「父親不喜歡那種無休止的爭吵。為了結束那種狀況,他有一天把七個兒子召集到身邊,問是否願意由他來考考他們,檢驗一下到底誰是最出色的。
「兒子們自然很願意,那是他們求之不得的。
「‘那我們就這麼辦,’父親說。‘你們知道,在我們稱為維納恩湖的北邊有我們的一塊荒地,遍地是小丘和碎石,我們沒法利用它,明天你們每個人套上馬,帶上犁,使出最大的力氣去犁一大的地,傍晚時分,我去看看你們誰犁得最出色。’
「第二天早晨太陽還沒有升起,他們兄弟七個就已經備好馬和犁,整裝待命了。當他們趕著馬出發的時候,那陣勢好不威風。馬刷得溜光,犁鏵光亮耀眼,犁頭剛剛磨過。他們就像受了驚的馬一樣,飛快地到了維納恩湖邊。當時有兩個人掉頭來繞路走,但是最大的兒子卻一往直前。‘我才不怕這麼個小水潭呢,’他對著維納恩湖說。
「其他人看到他那麼勇敢,也不甘示弱。他們站在犁上,趕著馬向水裡走去。那些馬都很高大,在水裡走了好長一段距離才夠不著湖底,不得不遊起水來。犁漂在水上,但是人繼續呆在上面不是那麼容易。有幾個人抓著犁,讓犁拖著走,有幾個則膛著水過湖,但是一個個都過去了,並立即著手耕地,那塊地後來就被稱為豐姆蘭和達爾。老大犁正中間一塊地,老二和老三分別在他的兩邊,再下邊的兩個兒子又依次向外面排列,最小的兩個兒子,一個排在那塊地的最西邊,另一個排在最東邊。

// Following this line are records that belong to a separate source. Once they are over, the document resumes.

PR #1206, opened 2019-12-16
Add comment to flake8 configuration explaining line-length mismatch

MichaelAquilina:
We noticed this mismatch in configuration when the configuration to our own repo. Could not see a good reason why this would be any different

Updated to match pyproject.toml configuration https://github.com/psf/black/blob/master/pyproject.toml#L9

UPDATE: changed PR so that it explains why flake8 configuration has a different line length

### DIFF
--- a/.flake8
+++ b/.flake8
@@ -1,5 +1,7 @@
 [flake8]
 ignore = E203, E266, E501, W503
+# line length is intentionally set to 80 here because black uses Bugbear
+# See https://github.com/psf/black/blob/master/README.md#line-length for more details
 max-line-length = 80
 max-complexity = 18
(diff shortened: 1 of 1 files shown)


MichaelAquilina:
Not entirely sure if the failure from `Test / build (3.6, windows-latest) (pull_request) ` is related to my change?

hugovk:
This is intentional because Black uses Bugbear.

See https://github.com/psf/black/blob/master/README.md#line-length

MichaelAquilina:
ah right!

Considering how easy it is to miss this, might be worth adding a comment within the flake8 configuration instead?

hugovk:
Good idea!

「起初,老大犁出的溝又直又寬,因為維納恩湖地勢平坦,易於耕作。他的進度也很快,但後來卻碰到了一塊石頭,石頭很大,無法繞行,於是他不得不提起犁越過石頭。然後他又用力將犁頭插進地裡,繼續犁出一道又寬又深的溝。但是過了一會兒,他遇到了一塊土質十分堅硬的地,他不得不把犁再次提起來,後來,他又遇到一次同樣的情況。他因為不能始終如一地犁出又寬又深的溝而生起氣來。最後,地裡石頭滿地,根本無法耕犁,他不得不滿足於在地的表面劃一道了事。就這樣,他終算犁到了地的北頭,坐在那裡等他的父親。
「老二起初犁出的溝也是又寬又深,而且他在小丘之間找到了一條很好的通道,所以一直沒有停頓下來。不過他卻不時地犁到峽谷的山坡地上去了。他越往北犁,拐彎也越多,犁溝也越來越窄。但是他進度很快,甚至到了地頭也沒有停下來,而是多犁了一大塊。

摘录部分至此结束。